TASK STATEMENT —
Copy, exactly and without additions, every line in the records below from the one holding "lease of NetworkManager's" through the one holding "(diff shortened: 1 of 3 files shown)", both ends included.

[Entries taken from a collection]
────────
PR #284, opened 2022-06-30
cli:ip:leases: search for NM's internal DHCP client and dhclient leases (LP: #1979674)

slyon:
## Description
Check for NetworkManager leases in `var/lib/NetworkManager/internal-{UUID}-{INTERFACE}.lease` and fallback to `var/lib/NetworkManager/dhclient-{UUID}-{INTERFACE}.lease` if that does not exist. Dhclient is deprecated, but might still be used in some legacy setups.

Also, use some mocking (custom `MockCmd` class, as used elsewhere in our code) to actually run some unit tests on this code and increase the coverage.

The whole code in `ip.py` is pretty old and in bad shape; it should be refactored, but I don't have the time for that right now, just wanted to fix LP#1979674 as a first step.

## Checklist

- [x] \(Optional\) Closes an open bug in Launchpad.: LP#1979674

### DIFF
--- a/netplan/cli/commands/ip.py
+++ b/netplan/cli/commands/ip.py
@@ -122,10 +122,15 @@ class NetplanIpLeases(utils.NetplanCommand):
                 # we'll rely on open() throwing an error.
                 # This might happen if networkd doesn't use DHCP for the interface,
                 # for instance.
-                with open(os.path.join('/',
-                                       os.path.abspath(self.root_dir) if self.root_dir else "",
-                                       lease_pattern.format(interface=self.interface,
-                                                            lease_id=lease_id))) as f:
+                path = os.path.join('/',
+                                    os.path.abspath(self.root_dir) if self.root_dir else "",
+                                    lease_pattern.format(interface=self.interface,
+                                                         lease_id=lease_id))
+                # Fallback to 'dhclient' if no lease of NetworkManager's
+                # internal DHCP client is found
+                if not os.path.isfile(path):
+                    path = path.replace('NetworkManager/internal-', 'NetworkManager/dhclient-')
+                with open(path) as f:
                     for line in f.readlines():
                         print(line.rstrip())
             except Exception as e:
--- a/netplan/cli/commands/ip.py
+++ b/netplan/cli/commands/ip.py
@@ -31,7 +31,7 @@ lease_path = {
         'method': 'ifindex',
     },
     'NetworkManager': {
-        'pattern': 'var/lib/NetworkManager/dhclient-{lease_id}-{interface}.lease',
+        'pattern': 'var/lib/NetworkManager/internal-{lease_id}-{interface}.lease',
         'method': 'nm_connection',
     },
 }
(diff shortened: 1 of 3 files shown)


netplan/cli/commands/ip.py
```diff
@@ -90,21 +90,19 @@ def lease_method_ifindex():
...
-            def lease_method_nm_connection():  # pragma: nocover (covered in autopkgtest)
+            def lease_method_nm_connection():
                 # FIXME: handle older versions of NM where 'nmcli dev show' doesn't exist
                 try:
-                    nmcli_dev_out = subprocess.Popen(['nmcli', 'dev', 'show', self.interface],
-                                                     env={'LC_ALL': 'C'},
-                                                     stdout=subprocess.PIPE)
-                    for line in nmcli_dev_out.stdout:
-                        line = line.decode('utf-8')
+                    nmcli_dev_out = subprocess.check_output(['nmcli', 'dev', 'show', self.interface],
```
ogayot, line 96: Not strictly related to the change from this PR but if you want (and if you're targetting a version of NM that has this option) you can use the following construct to simplify how the output is parsed:

```sh
nmcli --get-values GENERAL.CONNECTION dev show "$interface"
nmcli --get-values connection.uuid show id "$conn_id"
```

This is strictly up to you.

netplan/cli/commands/ip.py
```diff
@@ -90,21 +90,19 @@ def lease_method_ifindex():
...
+                    for line in nmcli_dev_out.splitlines():
                         if 'GENERAL.CONNECTION' in line:
                             conn_id = line.split(':')[1].rstrip().strip()
-                            nmcli_con_out = subprocess.Popen(['nmcli', 'con', 'show', 'id', conn_id],
-                                                             env={'LC_ALL': 'C'},
-                                                             stdout=subprocess.PIPE)
-                            for line in nmcli_con_out.stdout:
-                                line = line.decode('utf-8')
+                            nmcli_con_out = subprocess.check_output(['nmcli', 'con', 'show', 'id', conn_id],
+                                                                    env=dict(LC_ALL='C', PATH=os.environ.get('PATH')),
```
ogayot, line 103: `subprocess` can't deal with an environment having a None value, so I would suggest:
```diff
-os.environ.get('PATH')
+os.environ['PATH']
```
Unless you wanted to use `os.environ.get('PATH', os.defpath)` here ?
For sure it will also fail if PATH is not present in the environment, but the error should be less obscure, I think.

ogayot (approved):
LGTM!
I've added two minor comments. I think you should have a look at the `os.environ.get` thing at least to confirm that this is what you originally intended.

netplan/cli/commands/ip.py
slyon: Thank you, good spot! I opted to using `os.environ.get('PATH', os.defpath)` as this should give the least obscure errors (i.e. no errors about the environment, but about `nmcli` if it does not exist).

netplan/cli/commands/ip.py
slyon: This is a good suggestion, but I'll leave it open for a bigger refactoring of `ip.py`. For now, I just want to provide a minimal fix to solve the reported bug (LP#1979674).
────────
SOLUTION TO THIS TASK —
+                # Fallback to 'dhclient' if no lease of NetworkManager's
+                # internal DHCP client is found
+                if not os.path.isfile(path):
+                    path = path.replace('NetworkManager/internal-', 'NetworkManager/dhclient-')
+                with open(path) as f:
                     for line in f.readlines():
                         print(line.rstrip())
             except Exception as e:
--- a/netplan/cli/commands/ip.py
+++ b/netplan/cli/commands/ip.py
@@ -31,7 +31,7 @@ lease_path = {
         'method': 'ifindex',
     },
     'NetworkManager': {
-        'pattern': 'var/lib/NetworkManager/dhclient-{lease_id}-{interface}.lease',
+        'pattern': 'var/lib/NetworkManager/internal-{lease_id}-{interface}.lease',
         'method': 'nm_connection',
     },
 }
(diff shortened: 1 of 3 files shown)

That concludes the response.